Need to parse a text file into a specific xml format.(file is a huge one millions of line and looks like this)
ABC-DATA-FILE-VERSION: 2.0
OBJFILE: /home/abc/src/solaris/abc.o
TIMESTAMP: 1348314377 727216
SRCFILE: /home/abc/src/solaris/abc.C
167 7
170 7
174 0
179 0
174 0
192 7
196 7
199 7
215 0
OBJFILE: /home/abcd/src/solaris/abcd.o
TIMESTAMP: 1348314377 727216
SRCFILE: /home/abcd/src/solaris/abcd.C
58 7
65 7
66 7
67 7
69 0
79 0
84 0
97 14
100 7
108 14
110 7
115 14
OBJFILE: /home/abcd/src/solaris/xyz.o
TIMESTAMP: 1348314377 727216
SRCFILE: /home/abcd/src/solaris/xyz.C
978 0
979 1
993 0
996 0
997 0
1011 0
1003 0
1004 0
1011 0
Now i wanted to convert it to a specific xml file format. like
<packages>
<package name="com" line-rate="0.45161290322580644" branch-rate="0.4915254237288136" complexity="3.391891891891892">
<classes>
<class branch-rate="0" complexity="0" filename="/home/abcd/src/solaris/abcd.C" line-rate="0.25" name="TestRunnerModel">
<methods/>
<lines>
<line number="13" hits="1" branch="true"/>
<line number="14" hits="1" branch="true"/>
<line number="15" hits="1" branch="false"/>
<line number="12" hits="0" branch="false"/>
</lines>
</class>
<class branch-rate="0" complexity="0" filename="/home/abcd/src/solaris/abcd.C" line-rate="0.25" name="TestRunnerModel">
<methods/>
<lines>
<line number="13" hits="1" branch="true"/>
<line number="14" hits="1" branch="true"/>
<line number="15" hits="1" branch="false"/>
<line number="12" hits="0" branch="false"/>
</lines>
</class>
<class branch-rate="0" complexity="0" filename="/home/abcd/src/solaris/xyz.C" line-rate="0.25" name="TestRunnerModel">
<methods/>
<lines>
<line number="13" hits="1" branch="true"/>
<line number="14" hits="0" branch="true"/>
<line number="15" hits="1" branch="false"/>
<line number="12" hits="0" branch="false"/>
</lines>
</class>
</classes>
</package>
</packages>
Most of the xml parameters are constant only few i need to populate like
FILENAME reading from SRCFILE: /home/abcd/src/solaris/xyz.C
and
line number=”978″ hits=”0″ branch=”true”
line number=”979″ hits=”1″ branch=”false”
etc
and so on. Please help.
In principle, it’s very simple. You have input in a given input format, and you’d like to produce output in a given output format. You need a parser for the input format to identify its structure and build data structures that represent that structure. And you need a serializer for your data structures that produces the XML you want.

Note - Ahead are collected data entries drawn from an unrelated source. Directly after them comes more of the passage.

PR #11951, opened 2026-07-21
fix(helm): disable bundled NATS by default

### LINKED ISSUE #11921: fix(helm): stop installing NATS by default
## Problem

The platform Helm chart still sets `global.nats.install: true`. That installs bundled NATS, configures the operator with its address, and causes the operator to inject `NATS_SERVER` into generated workloads.

This default was introduced in #9232/#9281 because the runtime event plane then defaulted to NATS for distributed discovery backends. Since #10902, the runtime defaults are TCP for the request plane and ZMQ for the event plane across all discovery backends. The chart comment still states the old NATS-default rationale.

The injected environment variable is not inert: the runtime treats the presence of `NATS_SERVER` as an explicit request to enable NATS and eagerly opens a connection, even when the default TCP/ZMQ transports do not use it.

The older use of NATS object storage for model metadata was already removed in #3659.

## Expected behavior

- Set `global.nats.install` to `false` by default.
- Continue supporting bundled NATS through explicit `global.nats.install=true`.
- Continue supporting external NATS through `dynamo-operator.natsAddr`.
- Continue injecting `NATS_SERVER` only when one of those NATS configurations is explicitly supplied.
- Update chart documentation and tests to reflect the opt-in default.

NATS remains available for explicit features such as `DYN_EVENT_PLANE=nats`, legacy `DYN_REQUEST_PLANE=nats`, and NATS request-trace sinks.

julienmancuso:
## Overview

Dynamo now defaults to TCP for the request plane and ZMQ for the event plane, so standard deployments no longer require NATS. However, the platform Helm chart still installed bundled NATS and injected `NATS_SERVER` into workloads by default.

## Summary

Disable bundled NATS by default while preserving explicit NATS configurations for legacy transports, NATS event planes, request-trace sinks, and external NATS servers.

## Details

- Change `global.nats.install` from `true` to `false`.
- Preserve opt-in bundled NATS through `global.nats.install=true`.
- Preserve external NATS configuration through `dynamo-operator.natsAddr`.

Parsing libraries may exist for your input format, in which case you may want to use them instead of writing your own parser from scratch. Your language may also (and probably does) have libraries for serializing things as XML; you may want to use them.
If you know how to write a parser for a defined format, you now know what you need to do. If you don’t, you may be able to fake it with sed, awk, perl, or the batch editor of your choice, but your life as a programmer will be a lot more fun if you spend some time learning about parsing.